▶ EXERCISE BRIEF:
Extract all lines in the data that contain the word "could".

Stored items
PR #2786, opened 2024-05-07
Document new features for Buildkite hosted agents GA release

gilesgas:
These include the following new pages:

- **Terminal access** to hosted agents (preview link: https://2786--bk-docs-preview.netlify.app/docs/pipelines/hosted-agents/terminal-access)
- **Buildkite secrets** (preview link: https://2786--bk-docs-preview.netlify.app/docs/pipelines/buildkite-secrets)

As well as the following, which involve updates to existing pages:

- Merging in [this reviewed PR](https://github.com/buildkite/docs/pull/2737) on cached volumes, which has been added to the end of the **Linux hosted agents** page (preview link: https://2786--bk-docs-preview.netlify.app/docs/pipelines/hosted-agents/linux#cache-volumes)
    - Add of the **Billing model** section to this page.
- Substantial updates to add support for Buildkite hosted agents through the **Manage queues** page (https://2786--bk-docs-preview.netlify.app/docs/clusters/manage-queues), including addition of:
    - New **Agent infrastructure** section, including clarification that API methods do not support hosted agent queue creation.
    - Integration of new hosted agents steps to the **Create a queue > Using the Buildkite interface** section.

PR #2796, opened 2024-05-14
Post-Buildkite hosted agents GA release doc updates

gilesgas:
Following on from https://github.com/buildkite/docs/pull/2786, the doc updates in this PR achieve the following:

- Removes content duplication (and outdated materials) from the [**Buildkite hosted agents**](https://buildkite.com/docs/pipelines/hosted-agents/overview) overview page (see preview page [here](https://2796--bk-docs-preview.netlify.app/docs/pipelines/hosted-agents/overview)).
- Heavily modifies the [**Getting started**](https://buildkite.com/docs/tutorials/getting-started) page to incorporate support for Buildkite hosted agents (see preview page [here](https://2796--bk-docs-preview.netlify.app/docs/tutorials/getting-started)).
- Role clarifications (i.e. mentioning which procedures need to be done by a 'cluster maintainer' with links through to how to configure a cluster maintainer) through the [clusters](https://buildkite.com/docs/clusters/manage-clusters), [queues](https://buildkite.com/docs/clusters/manage-queues) and [agent tokens](https://buildkite.com/docs/agent/v3/tokens) pages (see preview pages [here](https://2796--bk-docs-preview.netlify.app/docs/clusters/manage-clusters), [here](https://2796--bk-docs-preview.netlify.app/docs/clusters/manage-queues), and [here](https://2796--bk-docs-preview.netlify.app/docs/agent/v3/tokens), respectively).
    - This requirement was discovered as part of updating the Getting started guide.

Things to investigate/add:

- Do we reference the Terminal access feature as an SSH hosted agent feature (in other products)?
- Change 'control panel' refs to 'control plane'. ✅


pages/pipelines/buildkite_secrets.md
```diff
@@ -69,11 +69,10 @@ Buildkite secrets are designed, with the following controls in place:
 - All access to the secrets are logged.
 - Employee access to secrets is strictly limited and audited.
 
-> 📘 Buildkite secrets is not a zero-knowledge system
-> Buildkite owns, stores and manages the keys used for encrypting the secrets stored in the service at rest and in transit. Buildkite recommend customers implement additional controls to manage the lifecycle of secrets stored within Buildkite secrets, in addition to any monitoring capability you may require in line with your risk appetite.
-
 ## Best practices
 
+Buildkite secrets is not a zero-knowledge system, whereby Buildkite owns, stores, and manages the keys used for encrypting the secrets stored in the service at rest and in transit. You should implement additional controls to manage the lifecycle of secrets stored within Buildkite secrets, in addition to any monitoring capability you may require in line with your risk appetite. For example:
+
```
gilesgas, line 75: FYI only @matthewborden , I hope you don't mind my moving the content from this note to the top of the **Best practices** section. It seemed that this content was better-suited to this section as it refers to the need to 'implement additional controls', which are effectively what are listed in this "Best practices" section.

While in the note, it felt as though the reader was left up in the air as to what these additional controls wer.

mbelton-buildkite (approved):
I won't do a detailed review at this stage, but happy for this to merge and address any further updates in a follow-up PR.

Initial feedback shared internally:

- **Active voice:** "A [Buildkite hosted agent](https://2796--bk-docs-preview.netlify.app/docs/pipelines/hosted-agents/overview) can be created" -> "You can create..."
- **Too many parenthesis:** "(and another queue is marked (default))" -> I suggest removing the outer ones.
- **Extra info:** I wonder if you can remove the callout in the hosted agents flow about not needing an agent token. Seems unnecessary to me so just adds complexity. It's also the first usage of that term on the page so might be confusing. I think you can just delete the callout.
- Ideally avoid the "and/or" construction.
- **Key terms:** I think you can reduce the italics used in the paragraph starting with  "Compared to fully self-hosted solutions, where you run both..."

gilesgas:
Thanks for your review and approval @mbelton-buildkite , will implement these in a subsequent commit, but I did have a couple of queries about some points:

> **Extra info:** I wonder if you can remove the callout in the hosted agents flow about not needing an agent token. Seems unnecessary to me so just adds complexity. It's also the first usage of that term on the page so might be confusing. I think you can just delete the callout.

I still think it's worthwhile keeping the content of the note, just as additional contrasting info, and so I was thinking of adding it as an additional sentence to the end of the second point in [**Install and run a self-hosted agent**](https://2796--bk-docs-preview.netlify.app/docs/tutorials/getting-started#set-up-an-agent-install-and-run-a-self-hosted-agent).

> Ideally avoid the "and/or" construction.

If we avoid 'and/or' constructs, what word or term should we use to indicate item1 or item2, or both item1 and item2? (Since 'or' could be interpreted as the exclusive 'or'?

PR #2800, opened 2024-05-15
Add container cache docs and update images of cache settings

l-suzuki:
Adds documentation for container caching to the hosted agents/linux page. Updates the screenshots of the cache settings to reflect the new UI.


gilesgas (approved):
Thanks @l-suzuki for this addition 🎉 

I just pushed up a fix to your image reference as it took me a while to understand from the breaking build output that this was the cause of the build failures.

Please proceed with merging this as this feature is now live :-)

l-suzuki:
> Thanks @l-suzuki for this addition 🎉
> 
> I just pushed up a fix to your image reference as it took me a while to understand from the breaking build output that this was the cause of the build failures.
> 
> Please proceed with merging this as this feature is now live :-)

Thanks @gilesgas - fyi the git mirror caching is live but the container caching hasn't been enabled yet (I only just merged it!) We're going to do a bit of prod testing and then turn it on for everyone :)

PR #2802, opened 2024-05-16
Update agent cli docs with better description for 'secret get'

gilesgas:
And fix overview page and alphabetise everything else, with the exception of start.


DrJosh9000 (approved):
LGTM

PR #2805, opened 2024-05-21
fixed capitalisation

LiamPClancy:
This is a very small PR to remove some confusion around team member permissions. 
It was raised through the support channel that if Team member permissions are set to not allow pipeline creation that some members of teams can still create pipelines. 

After some investigation we found that Team Maintainers are not bound by the team member pipeline creation permissions, so I'm just adding this to the documentation so it's clear that team maintainers will be able to create pipelines.

### DIFF
--- a/pages/team_management/permissions.md
+++ b/pages/team_management/permissions.md
@@ -26,6 +26,7 @@ Users who are team maintainers can:
 - Add users to existing teams, of which they are the maintainer
 - Remove users from their teams
 - Set read, write, and edit permissions for users on pipelines in their team
+- Create pipelines
 
 All users in a team have the same level of access to the pipelines in their team. If you need to have more fine grained control over the pipelines in a team, you can create more teams with different permissions.
 


gilesgas:
Thanks @LiamPClancy . I am substantially re-writing this page (as part of https://github.com/buildkite/docs/pull/2803) because its brevity is pretty confusing and they aren't written from a role-based perspective.

The change you're making as part of this PR is not entirely true. Once the teams feature is active for an org, a user just needs to be a 'team member' to be able to create a pipeline within that org (i.e. they don't need to be a 'team maintainer').

Here's a preview of this page re-write (https://2803--bk-docs-preview.netlify.app/docs/team-management/permissions).

I'll take what I believe you're wanting to convey (which I think is that 'team members' as well as 'team maintainers' who are still a 'team member' can create pipelines in an org) and integrate this into the newer version of this page ^

LiamPClancy:
Hey @gilesgas 

I've had a look at the preview and I don't think this line is actually correct


When the [teams feature is enabled](https://2803--bk-docs-preview.netlify.app/docs/team-management/permissions#manage-teams-and-permissions), any user can create a new pipeline, as long as this user is a member of at least one team within the Buildkite organization.

what I was trying to convey with my changes is that when there are specific team member permissions set to disallow the creation of pieplines these permissions only apply to team members, and team maintainers will still have the permission to create pipelines. 

team member permission can be set here. 
Organisation > settings > teams > <selected team> > settings

Screenshot 2024-05-22 at 9 01 26 AM


take the following example

an organization has a team called team A
and a user called Liam
and a user called Giles

if Liam are only a member of team A - and is a team member
and team A settings disallows the creation of pipelines
Liam will not be able to create pipelines

If Giles is only a member of team A - and is a team maintainer
Giles will be able to create pipelines 
despite members of team A being disallowed from creating pipelines. 

so I don't think 'any user can create a new pipeline, as long as this user is a member of at least one team within the Buildkite organization.' is true in the case of Liam, we have a request from a customer to make this difference between being a team member and a team maintainer clearer.

gilesgas:
Ah thanks very much for clarifying this point @LiamPClancy and sorry that I didn't initially get what you'd written.
After my own testing of the teams feature as part of revamping this page in the docs (and now its related test suites one in the test analytics docs), this is one use case I don't believe I thoroughly tested, so thanks again for the clarity!
Correct me if I'm wrong, but I'm also assuming _team maintainers_ of a given team could also create test suites (and now packages) within this team despite its team member permissions not being granted for pipelines, test suites and packages.

gilesgas (approved):
Please feel free to merge this in now, and'll ensure this information is incorporated clearly in its revamped version.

▶ RESPONSE TO THE TASK:
If we avoid 'and/or' constructs, what word or term should we use to indicate item1 or item2, or both item1 and item2? (Since 'or' could be interpreted as the exclusive 'or'?
Correct me if I'm wrong, but I'm also assuming _team maintainers_ of a given team could also create test suites (and now packages) within this team despite its team member permissions not being granted for pipelines, test suites and packages.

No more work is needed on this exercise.